After nearly 18 months of haggling with local councils and regional governors, fighting with them over the pace of privatisation, tax rates, access to natural resources and countless other issues, Mr Yeltsin has decided to get tough. He is going after both governors and councils.

Some of Mr Yeltsin's opponents in the regions see the bloodshed in Moscow as deliberately planned to allow a sweeping purge of his opponents in the regions. 'It was all done to repress the centres of resistance, the cruelty was a show, it was a kind of a deterrent,' said Ivan Fedoseev, a hardline deputy from Irkutsk who took refuge yesterday in the offices of Pravda newspaper to commiserate with like-minded conservatives about their rout. 'They wanted to show they were ready for anything.'

He exaggerates. The tide, though, has turned. But as in August 1991, when Mr Yeltsin had a mandate for radical change after defeating the hardline putsch only to squander much of it by going on holiday, it could quickly turn back. Mr Yeltsin seems determined not to make the same mistake, particularly in the regions, where the local elite, though nominally elected, is usually merely the Communist Party under a different name.

Councils - or Soviets - are miniature replicas of the Moscow parliament, the Supreme Soviet, dissolved by Mr Yeltsin on 21 September and bombarded into submission by tanks on Monday, only more conservative in many cases. Likely to be more forward-looking is the governor, sometimes elected but sometimes simply appointed by local bureaucrats and then confirmed by the Kremlin.

Mr Muhka is a prime example of how the old apparat hangs on. He used to be Novosibirsk's Communist Party secretary.
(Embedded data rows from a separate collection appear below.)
PR #10480, opened 2024-07-23
Parameterized testing examples utilizing happy path fixture

### LINKED ISSUE #10287: Create parameterized test which tries each resource type with the `resource_type:` selector
### Housekeeping

### Short description
Sometimes we add a node and assume a fair amount of the dbt system functionality will come built in. In reality this isn't always the case. Sometimes we under assume, sometimes we over assume what comes by default. We want to build tests which automatically check all "inputs", even as that changes over time.

To that end, in this issue specifically, we want to test that all resource types that are supposed to be usable with the `resource_type:` selector don't break when used. 

### Acceptance criteria
- A test exists which tests all acceptable resource types with the `resource_type:` selector
- If a new `resource_type` is added, the parametrized test should automatically start testing it

### Context
This would have helped catch issues like: https://github.com/dbt-labs/dbt-core/issues/9532

QMalcolm:
Resolves #10287 

### Problem

We lacked broad parameterized testing examples using the happy path fixture.

### Solution

Make some parameterized happy path testing examples.

### Checklist


tests/functional/list/test_commands.py
```diff
@@ -0,0 +1,105 @@
...
+
+class TestRunCommands:
+    @pytest.fixture(scope="class", autouse=True)
+    def drop_snapshots(self, happy_path_project, project_root: str) -> None:
+        """The snapshots are erroring out, so lets drop them.
+
+        Seems to be database related. Ideally snapshots should work in these tests. It's a bad sign that they don't. That
+        may have more to do with our fixture setup than the source code though.
+
+        Note: that the `happy_path_fixture_files` are a _class_ based fixture. Thus although this fixture _modifies_ the
```
ChenyuLInx, line 46: Thanks for this comment!

tests/functional/list/test_commands.py
```diff
@@ -0,0 +1,105 @@
...
+skipped_resource_types = {
+    "analysis",
+    "operation",
+    "rpc",
+    "sql_operation",
+    "doc",
+    "macro",
+    "exposure",
+    "group",
+    "unit_test",
```
ChenyuLInx, line 79: Why unit_test is excluded here?

ChenyuLInx (commented):
Looks mostly good to me! I will leave the approval to whoever haven't touched this file.

gshank (approved):

PR #10482, opened 2024-07-23
add predicate to EventCatcher test util

MichelleArk:
Resolves # N/A

### Problem

The `EventCatcher` module is great for catching specific event types and ensuring they were fired during execution. However, if you want to ensure that specific instantiations of that event type were fired, the mechanism is not flexible enough

### Solution

Add an optional `predicate` field to `EventCatcher`. It should be a callable that accepts an `EventMsg` and returns a boolean so we can do more flexible event catching (e.g. `predicate=lambda event: event.data.something == "something!"`)

### Checklist

- [ x This PR includes tests, or tests are not required or relevant for this PR.


QMalcolm (approved):
🚀 Niceeeeee

PR #10414, opened 2024-07-05
parse + compile `constraint.to` and `constraint.to_columns` on foreign key constraints

MichelleArk:
resolves https://github.com/dbt-labs/dbt-core/issues/8062
associated dbt-adapters PR: https://github.com/dbt-labs/dbt-adapters/pull/260

### Problem

Because you must hard-code your database.schema.table name when setting a foreign key constraint:
* DAG dependencies are incorrect
* multi-environment is not supported (it's very hacky)
* This feature has become more important now that warehouses use foreign key constraints for better performance.

### Solution

During parsing: 
* parse the ref or source expressions
* validate valid jinja ref/source expression
* populate node.refs and/or node.sources based on fk 'to' fields

During compilation:
* User the adapter class to render a relation, transforming the 'raw' 'to' field to a relation identifier.

### Checklist

- [x] I have read [the contributing guide](https://github.com/dbt-labs/dbt-core/blob/main/CONTRIBUTING.md) and understand what's expected of me  
- [x] I have run this code in development and it appears to resolve the stated issue  
- [x] This PR includes tests, or tests are not required/relevant for this PR
- [x] This PR has no interface changes (e.g. macros, cli, logs, json artifacts, config files, adapter interface, etc) or this PR has already received feedback and approval from Product or DX
- [x] This PR includes [type annotations](https://docs.python.org/3/library/typing.html) for new and modified functions

PR #10489, opened 2024-07-26
Bump dbt common 1.6

### LINKED ISSUE #8062: Support `ref` in foreign key constraint expressions
_originally left as comment in https://github.com/dbt-labs/dbt-core/issues/7417_

I'm opening this issue to track upvotes/comments that could inform eventual prioritization. Is this something people want/need in their production workflows? Are happy to solve by other means in the meantime (e.g. [`dbt_constraints`](https://github.com/Snowflake-Labs/dbt_constraints))?

---

If we were to take FK constraints more seriously, we're missing a pretty important ingredient, which is the ability to include & template ref inside the expression field — or providing more structure, i.e.
```
constraints:
  - type: foreign_key
    ref_table_name: ref('other_table_name')
    ref_column_names: ['id'] # could be multiple
```

Per https://github.com/dbt-labs/dbt-core/issues/6754#issuecomment-1449200569, we kicked that out of scope for v1.5, and we're unlikely to prioritize it while this remains a metadata-only (nonfunctional & unenforceable) feature on the majority of data platforms.

MichelleArk:
Resolves #8062 

### Problem

#10414 requires dbt-common 1.6 contracts, so we should bump the min dbt-common version for dbt-core
### Solution

update setup.py

### Checklist

### DIFF
--- a/.changes/unreleased/Features-20240719-161841.yaml
+++ b/.changes/unreleased/Features-20240719-161841.yaml
@@ -1,5 +1,5 @@
 kind: Features
-body: Support ref and source in foreign key constraint expressions
+body: Support ref and source in foreign key constraint expressions, bump dbt-common minimum to 1.6
 time: 2024-07-19T16:18:41.434278-04:00
 custom:
   Author: michelleark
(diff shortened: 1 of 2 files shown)


emmyoop (approved):
👍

After the 1991 putsch he metamorphosed into a stern defender of parliamentary democracy and a strong opponent of radical economic reform. It was at his instigation that Novosibirsk voted to temporarily suspend privatisation auctions in the region.
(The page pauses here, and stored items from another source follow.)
PR #10508, opened 2024-07-31
more defensive node.all_constraints access

MichelleArk:
Resolves #https://github.com/dbt-labs/dbt-core/issues/10509

This PR introduces:
* dummy `all_constraints` property on ParsedNode
* fix for DisabledLookup.find, which could return nodes of any type as long as the name was the same. This meant a non-model node could make its way to the `ModelPatchParser`.

### DIFF
--- a/core/dbt/contracts/graph/manifest.py
+++ b/core/dbt/contracts/graph/manifest.py
@@ -430,8 +430,8 @@ class DisabledLookup(dbtClassMixin):
         self,
         search_name,
         package: Optional[PackageName],
-        resource_types: Optional[List[NodeType]] = None,
         version: Optional[NodeVersion] = None,
+        resource_types: Optional[List[NodeType]] = None,
     ):
         if version:
             search_name = f"{search_name}.v{version}"
@@ -1312,7 +1312,10 @@ class Manifest(MacroMethods, dbtClassMixin):
             # it's possible that the node is disabled
             if disabled is None:
                 disabled = self.disabled_lookup.find(
-                    target_model_name, pkg, REFABLE_NODE_TYPES, target_model_version
+                    target_model_name,
+                    pkg,
+                    version=target_model_version,
+                    resource_types=REFABLE_NODE_TYPES,
                 )
 
         if disabled:
--- a/core/dbt/contracts/graph/manifest.py
+++ b/core/dbt/contracts/graph/manifest.py
@@ -451,7 +451,7 @@ class DisabledLookup(dbtClassMixin):
             nodes = pkg_dct[package]
         else:
             return None
-        if not resource_types:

He feted Ruslan Khasbulatov, the chairman of the Supreme Soviet, receiving him in Novosibirsk last winter with a lavish reception befitting the most extravagant Brezhnev baron. And when Mr Yeltsin tried to sack him in March he turned to Mr Khasbulatov. He flew to Moscow to canvass and win support. Mr Yeltsin, confronting an impeachment vote in the full parliament, the Congress of People's Deputies, backed down.

This time everything was different. After two weeks of frenetic political activity, with meetings in Moscow and Siberia, Mr Mukha was yesterday incommunicado. An aide said he had checked into hospital. The timely illness is a well- established feature of Communist Party etiquette in times of political stress. Before taking to his hospital bed, though, he gave an interview to a local television reporter, stressing that Novisibirsk had always and would continue to obey orders. He is cowed.

The mutiny, for the time being, is over. Mr Mukha was one of the first to condemn the dissolution of parliament. He moderated this stand as it became clear Mr Yeltsin might win but played a leading role in rallying leaders from across Siberia. Last Tuesday, at a meeting in Novosibirsk, 14 Siberian bosses voted to send an ultimatum to the Prime Minister, Viktor Chernomyrdin, in Moscow. It threatened that unless Mr Yeltsin lifted the blockade on parliament, the trans-Siberian railway, the main transport link between the European and Far Eastern portions of Russia, would be cut.

Such steps, and the establishment of a plethora of regional bodies by increasingly assertive local politicians, helped convince Mr Yeltsin of the need to crush parliament's defiant mutiny in Moscow.